◆ INSTRUCTIONS TO FOLLOW: Copy the entries exactly. Leave nothing out and add nothing.

[Saved entries]

PR #750, opened 2022-08-05
HOCS-5363 add global form and summary

LiamMacP:
Add the ability to add a summary to the form schema and have it
propagate through the service.

As `SchemaDtoBuilder` file is currently only used as a helper within
the test files, this change moves this to a helper folder within the
test directory. This change also removes the static-ness of this file as
not required.

Add endpoint and necessary service to support the retrieving of a form
that is outside a stage (effectively global).


src/main/java/uk/gov/digital/ho/hocs/workflow/api/FormResource.java
```diff
@@ -0,0 +1,31 @@
...
+import org.springframework.web.bind.annotation.PathVariable;
+import org.springframework.web.bind.annotation.RestController;
+import uk.gov.digital.ho.hocs.workflow.api.dto.GetFormResponse;
+
+import java.util.UUID;
+
+import static org.springframework.http.MediaType.APPLICATION_JSON_VALUE;
+
+@RestController
+@Slf4j
```
LiamMacP, line 16: This isn't required.

src/main/java/uk/gov/digital/ho/hocs/workflow/api/FormService.java
```diff
@@ -0,0 +1,44 @@
...
+import uk.gov.digital.ho.hocs.workflow.domain.model.forms.HocsFormAccordion;
+import uk.gov.digital.ho.hocs.workflow.domain.model.forms.HocsFormField;
+import uk.gov.digital.ho.hocs.workflow.domain.model.forms.HocsFormSecondaryAction;
+import uk.gov.digital.ho.hocs.workflow.domain.model.forms.HocsSchema;
+
+import java.util.List;
+
+import java.util.UUID;
+
+@Service("HocsFormService")
```
LiamMacP, line 19: Camunda registers a bean of FormService, this allows us to keep the sane name but just flag this in Spring land with this name.

src/main/java/uk/gov/digital/ho/hocs/workflow/api/FormResource.java
robertdeniszczyc2:
```suggestion
```

LiamMacP: Why didn't I think of that - I was putting off pushing a change 😆

src/main/java/uk/gov/digital/ho/hocs/workflow/api/FormResource.java
```diff
@@ -0,0 +1,31 @@
+package uk.gov.digital.ho.hocs.workflow.api;
+
+import lombok.extern.slf4j.Slf4j;
```
LiamMacP, line 3:
```suggestion

```

robertdeniszczyc2 (approved):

◆ EXERCISE SOLUTION:
PR #750, opened 2022-08-05
HOCS-5363 add global form and summary

LiamMacP:
Add the ability to add a summary to the form schema and have it
propagate through the service.

As `SchemaDtoBuilder` file is currently only used as a helper within
the test files, this change moves this to a helper folder within the
test directory. This change also removes the static-ness of this file as
not required.

Add endpoint and necessary service to support the retrieving of a form
that is outside a stage (effectively global).


src/main/java/uk/gov/digital/ho/hocs/workflow/api/FormResource.java
```diff
@@ -0,0 +1,31 @@
...
+import org.springframework.web.bind.annotation.PathVariable;
+import org.springframework.web.bind.annotation.RestController;
+import uk.gov.digital.ho.hocs.workflow.api.dto.GetFormResponse;
+
+import java.util.UUID;
+
+import static org.springframework.http.MediaType.APPLICATION_JSON_VALUE;
+
+@RestController
+@Slf4j
```
LiamMacP, line 16: This isn't required.

src/main/java/uk/gov/digital/ho/hocs/workflow/api/FormService.java
```diff
@@ -0,0 +1,44 @@
...
+import uk.gov.digital.ho.hocs.workflow.domain.model.forms.HocsFormAccordion;
+import uk.gov.digital.ho.hocs.workflow.domain.model.forms.HocsFormField;
+import uk.gov.digital.ho.hocs.workflow.domain.model.forms.HocsFormSecondaryAction;
+import uk.gov.digital.ho.hocs.workflow.domain.model.forms.HocsSchema;
+
+import java.util.List;
+
+import java.util.UUID;
+
+@Service("HocsFormService")
```
LiamMacP, line 19: Camunda registers a bean of FormService, this allows us to keep the sane name but just flag this in Spring land with this name.

src/main/java/uk/gov/digital/ho/hocs/workflow/api/FormResource.java
robertdeniszczyc2:
```suggestion
```

LiamMacP: Why didn't I think of that - I was putting off pushing a change 😆

src/main/java/uk/gov/digital/ho/hocs/workflow/api/FormResource.java
```diff
@@ -0,0 +1,31 @@
+package uk.gov.digital.ho.hocs.workflow.api;
+
+import lombok.extern.slf4j.Slf4j;
```
LiamMacP, line 3:
```suggestion

```

robertdeniszczyc2 (approved):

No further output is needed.